Unlocking Opportunity in the Residential Service Sale

Unlocking Opportunity in the Residential Service Sale

Dan Friesen
Contributing Writer
Nexstar

Everything we want from a sales interaction comes from the customer. Think about it. The entire success of the process hinges on their willingness to buy. Everything else is secondary! Your fancy proposal software, your professional presentation, your clean, well-marked vehicle, the shoe covers you wear—all of it is secondary. Though that sounds really obvious, most sales professionals, when they are not closing at an acceptable rate, look for more or better secondary things.

If the customer is primary and everything else is secondary, then the key to unlocking opportunity lies in our ability to connect with our customer. It’s not about our ability to convince them that we’re awesome. It’s about our ability to understand what makes them awesome. How well do you really know your customer by the time your sales visit is complete? Probably not as well as they know about your sales proposal. That’s backwards.

There are some basic fundamentals that sales professionals use to connect with their customers. They are not physical things, which makes them easy for most to overlook. The sales professional who employs these fundamentals are extremely difficult to imitate. Those sales pros stand out from the rest of the crowd.

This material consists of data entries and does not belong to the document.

PR #604, opened 2017-06-28
Adding a few more cores for new systems

telanus:
Added the PC-98 and the X68000 to the RA runner

### DIFF
--- a/lutris/runners/libretro.py
+++ b/lutris/runners/libretro.py
@@ -11,8 +11,10 @@ def get_core_choices():
     # The order has to be the same!
     return [
         ('4do (3DO)', '4do'),
+        ('Citra (Nintendo 3DS)', 'citra'),
         ('CrocoDS (Amstrad CPC)', 'crocods'),
         ('DesmuME (Nintendo DS)', 'desmume'),
+        ('Dolphin (Nintendo Wii)', 'dolphin'),
         ('FCEUmm (Nintendo Entertainment System)', 'fceumm'),
         ('Fuse (ZX Spectrum)', 'fuse'),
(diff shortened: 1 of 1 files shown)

One of those fundamentals is our ability to ask good questions. Not the kinds of questions that you mechanically read off of a form. Exceptional questions that engage the emotion of the buyer. Questions that help you understand who they are, what is valuable to them, how their world turns. Traditional sales questions are all about things. How much does this thing get used? Is that thing too loud? Is the thing keeping the rooms in your house all the same temperature? Those kinds of questions have value, but they only engage your customer in the logical part of their brain. The logical part of the brain doesn’t like to pay attention if the emotional part hasn’t first been engaged.

The secret to asking great questions is this: Intent precedes interest. If your intent is to learn all of the things you might be able to sell, your customer will detect that your only interested in your own needs. You’ll get short answers. And you’ll get very boring answers! Your customer will be generally disengaged, and you won’t differentiate from the crowd at all. You’ll look like every other boring, self-interested sales person out there.

When your intent is to get to know your customer, you’ll become genuinely interested in them. Nothing opens up a conversation quicker than genuine interest. Before long, you’ll be into long conversations about kids or work or hobbies, and you’ll completely lose track of time.

My introduction to HVAC sales was with a man I’ll call Abe. Abe was an incredible sales person. We couldn’t drive down the street, or stop for a coffee, or stop to put gas in the tank without someone saying a hearty hello to him. And he’d respond in kind, using their first name almost every time. They’d exchange pleasantries and we’d be on our way, which is when Abe would tell me that their son’s wife’s cousin was related to a teacher whose oldest son went the same college as his nephew. Seriously! He’d extract these long interwoven relationships and almost always be able to remember the details at a moment’s notice.

Visiting a new customer with Abe was a treat. He’d immediately start asking them about themselves. If kids were present, he’d learn their names. Same with pets. He closed almost every call he attended to. Not because of some new software, or super scientific sales proposal (his proposals were chicken scratch on a yellow pad). Because of his genuine interest in, and concern for, people.

Abe actually cared about people, and treated them like family. He remembered their names, and their kids’ names, and their dogs’ names. He took genuine interest in every person he came across and they reciprocated. He closed almost every sale. He followed up on every sale he closed. Every sale. He cared.

If you want to become a standout sales professional, you’ve got to get away from self-interest and take a lesson from Abe. Change your intent. Starting today, set an intention to learn names, and something interesting or unique about each of the people you encounter. That will lead to incredible questions that will open up their world to you. And once they feel that level of connection with you, you’ll start to see that the sales bling we put so much faith in is secondary. Unlocking opportunity happens when we recognize that our customers are our only opportunity.